[Recorded information Boundary: Start]

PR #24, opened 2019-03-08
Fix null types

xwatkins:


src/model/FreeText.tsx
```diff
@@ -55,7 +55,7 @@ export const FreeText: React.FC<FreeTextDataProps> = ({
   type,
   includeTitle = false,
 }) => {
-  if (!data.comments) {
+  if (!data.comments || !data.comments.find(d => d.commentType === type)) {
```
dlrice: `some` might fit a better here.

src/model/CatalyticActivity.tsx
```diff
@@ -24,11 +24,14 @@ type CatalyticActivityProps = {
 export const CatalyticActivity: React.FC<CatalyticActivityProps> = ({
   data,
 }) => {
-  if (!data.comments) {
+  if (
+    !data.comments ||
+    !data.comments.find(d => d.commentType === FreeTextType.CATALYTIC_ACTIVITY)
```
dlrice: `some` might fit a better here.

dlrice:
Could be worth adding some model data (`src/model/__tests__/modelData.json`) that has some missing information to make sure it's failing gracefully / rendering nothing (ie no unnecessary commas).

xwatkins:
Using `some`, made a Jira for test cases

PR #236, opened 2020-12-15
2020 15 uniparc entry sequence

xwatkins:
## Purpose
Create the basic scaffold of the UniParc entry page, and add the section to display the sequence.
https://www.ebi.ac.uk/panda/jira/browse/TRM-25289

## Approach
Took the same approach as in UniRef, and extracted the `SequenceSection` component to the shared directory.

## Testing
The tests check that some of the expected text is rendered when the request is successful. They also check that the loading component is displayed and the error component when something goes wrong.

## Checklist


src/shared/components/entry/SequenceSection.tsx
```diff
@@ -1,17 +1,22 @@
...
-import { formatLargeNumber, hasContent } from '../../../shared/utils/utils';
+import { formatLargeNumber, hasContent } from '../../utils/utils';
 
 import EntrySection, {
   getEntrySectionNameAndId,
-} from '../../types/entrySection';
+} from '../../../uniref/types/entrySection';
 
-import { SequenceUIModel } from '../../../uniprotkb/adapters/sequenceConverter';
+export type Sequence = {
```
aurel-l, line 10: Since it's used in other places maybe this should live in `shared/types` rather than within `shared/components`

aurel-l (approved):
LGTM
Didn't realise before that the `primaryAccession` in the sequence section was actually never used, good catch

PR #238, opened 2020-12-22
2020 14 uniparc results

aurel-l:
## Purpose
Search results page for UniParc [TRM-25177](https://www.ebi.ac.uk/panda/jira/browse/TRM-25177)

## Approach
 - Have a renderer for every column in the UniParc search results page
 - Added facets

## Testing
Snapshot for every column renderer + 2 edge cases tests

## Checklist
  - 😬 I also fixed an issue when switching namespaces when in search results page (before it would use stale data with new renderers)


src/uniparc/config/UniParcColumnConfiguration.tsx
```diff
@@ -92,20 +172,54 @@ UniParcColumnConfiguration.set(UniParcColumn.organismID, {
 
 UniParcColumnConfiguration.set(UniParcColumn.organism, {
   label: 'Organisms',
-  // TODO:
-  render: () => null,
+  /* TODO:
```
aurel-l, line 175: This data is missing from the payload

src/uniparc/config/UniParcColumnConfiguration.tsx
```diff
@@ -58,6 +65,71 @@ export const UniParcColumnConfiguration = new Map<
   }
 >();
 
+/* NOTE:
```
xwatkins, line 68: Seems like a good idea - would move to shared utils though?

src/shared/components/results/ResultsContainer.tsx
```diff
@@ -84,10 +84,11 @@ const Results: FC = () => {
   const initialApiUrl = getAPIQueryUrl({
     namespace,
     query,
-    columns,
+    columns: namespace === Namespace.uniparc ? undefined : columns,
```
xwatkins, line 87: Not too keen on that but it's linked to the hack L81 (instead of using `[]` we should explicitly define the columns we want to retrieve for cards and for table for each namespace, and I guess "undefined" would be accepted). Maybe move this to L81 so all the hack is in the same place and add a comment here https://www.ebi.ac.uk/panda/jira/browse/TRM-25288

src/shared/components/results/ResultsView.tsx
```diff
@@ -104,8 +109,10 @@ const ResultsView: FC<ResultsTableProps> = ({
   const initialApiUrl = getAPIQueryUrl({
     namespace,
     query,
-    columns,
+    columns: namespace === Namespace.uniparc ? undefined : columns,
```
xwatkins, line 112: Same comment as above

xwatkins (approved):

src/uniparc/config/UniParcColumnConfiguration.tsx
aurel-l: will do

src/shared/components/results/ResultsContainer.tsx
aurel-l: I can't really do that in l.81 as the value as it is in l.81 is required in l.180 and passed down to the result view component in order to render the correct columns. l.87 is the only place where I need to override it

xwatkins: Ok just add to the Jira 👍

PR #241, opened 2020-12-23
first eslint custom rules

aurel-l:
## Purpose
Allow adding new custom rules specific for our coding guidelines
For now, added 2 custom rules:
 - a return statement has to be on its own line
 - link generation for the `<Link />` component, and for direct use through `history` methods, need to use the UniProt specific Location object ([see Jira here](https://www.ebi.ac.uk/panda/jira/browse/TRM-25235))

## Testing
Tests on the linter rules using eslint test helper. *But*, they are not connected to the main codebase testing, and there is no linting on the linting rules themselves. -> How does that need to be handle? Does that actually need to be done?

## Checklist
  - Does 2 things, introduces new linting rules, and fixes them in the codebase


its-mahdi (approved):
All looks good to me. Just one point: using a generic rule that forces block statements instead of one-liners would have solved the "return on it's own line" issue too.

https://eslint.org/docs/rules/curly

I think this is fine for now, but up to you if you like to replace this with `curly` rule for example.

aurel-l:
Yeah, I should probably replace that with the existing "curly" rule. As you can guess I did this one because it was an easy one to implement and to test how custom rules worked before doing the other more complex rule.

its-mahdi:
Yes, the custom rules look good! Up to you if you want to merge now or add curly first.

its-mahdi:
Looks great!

[Recorded information Boundary: End]

» Goal of the exercise
Find the lines above holding the word "missing" and show them.

» Answer for the task
Could be worth adding some model data (`src/model/__tests__/modelData.json`) that has some missing information to make sure it's failing gracefully / rendering nothing (ie no unnecessary commas).
aurel-l, line 175: This data is missing from the payload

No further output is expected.